東京電力は4月19日、福島第一原子力発電所のタービン建屋内に存在する多量の放射性廃液について、建屋内水位が地下1階床面となるレベルまで、プロセス主建屋にポンプを用いて移送する計画であることを発表した。
現在、福島第一原子力発電所の2号機タービン建屋には約2万5,000立方メートルの放射性滞留水が存在し、この滞留水は破損した燃料で汚染されている可能性があり極めて高いレベルである。
滞留水の一部はトレンチのひび割れを通じて放水口から流出しており、滞留水による海域への漏洩を防止するには、タービン建屋から安定して貯蔵できる数万立方メートルの容量を確保可能なタンクや建屋への移送が必要となる。
これにより、今回集中廃棄物処理建屋の4建屋(プロセス主建屋、雑固体廃棄物減容処理建屋、サイトバンカー建屋、焼却工作室建屋)のうち、貯蔵可能容量が最大のプロセス主建屋へ移送を開始することが決定した。移送量は1日当たり480立方メートル、約1万立方メートルの予定。

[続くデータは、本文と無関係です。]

PR #1462, opened 2022-10-06
Add an `Apparent sky brightness` control

### LINKED ISSUE #514: Too bright sky through transparent leaves
When the sky light setting is increased above 1.0, transparent leaves get very bright spots. This only happens when the texture is not fully transparent - only if it is partially transparent.

The following render demonstrates the effect.

This was rendered using a custom texture pack where the space between leaves is not completely transparent. Here is the exact same scene rendered with the same settings but using Minecraft 1.13.2 textures:

This bug may be affecting all objects with transparent textures.

Peregrine05:
Closes #514.

- Fixed the `Sky light` control changing apparent sky brightness in render preview, but not in the path-traced render.

- Renamed `Sky light` to `Sky brightness`.

- Added an `Apparent sky brightness` control which acts independently from the `Sky brightness` control.

**New:**
image

Please tell me if I did anything wrong, and feel free to commit fixes, if any are needed.

### DIFF
--- a/chunky/src/java/se/llbit/chunky/renderer/scene/PreviewRayTracer.java
+++ b/chunky/src/java/se/llbit/chunky/renderer/scene/PreviewRayTracer.java
@@ -54,7 +54,7 @@ public class PreviewRayTracer implements RayTracer {
     }
 
     if (ray.getCurrentMaterial() == Air.INSTANCE) {
-      scene.sky.getSkyApparentColor(ray, true);
+      scene.sky.getApparentSkyColor(ray, true);
     } else {
       scene.sun.flatShading(ray);
     }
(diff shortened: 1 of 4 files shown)


chunky/src/java/se/llbit/chunky/renderer/scene/PreviewRayTracer.java
```diff
@@ -54,7 +54,7 @@ public class PreviewRayTracer implements RayTracer {
     }
 
     if (ray.getCurrentMaterial() == Air.INSTANCE) {
-      scene.sky.getSkyColor(ray, true);
+      scene.sky.getSkyApparentColor(ray, true);
```
leMaik, line 57:
```suggestion
      scene.sky.getApparentSkyColor(ray, true);
```

leMaik (approved):
I like the change, I'd just suggest changing the variables to `apparentSkyBrightness` instead of `skyApparentBrightness` etc?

同社は滞留水を可能な限り減少させるため、共沈法、イオン交換法などを用いた水処理システムを6月までに構築し、そこから出てくる大量の中低レベルの滞留水を貯蔵するタンクを増設する。さらに、6月から中低レベルの滞留水を海水淡水処理装置によって塩分を除去したうえで、炉心へ注入する水を確保する。こうしたシステムにより、今年7月を目途に水のクローズドサイクルを確立する。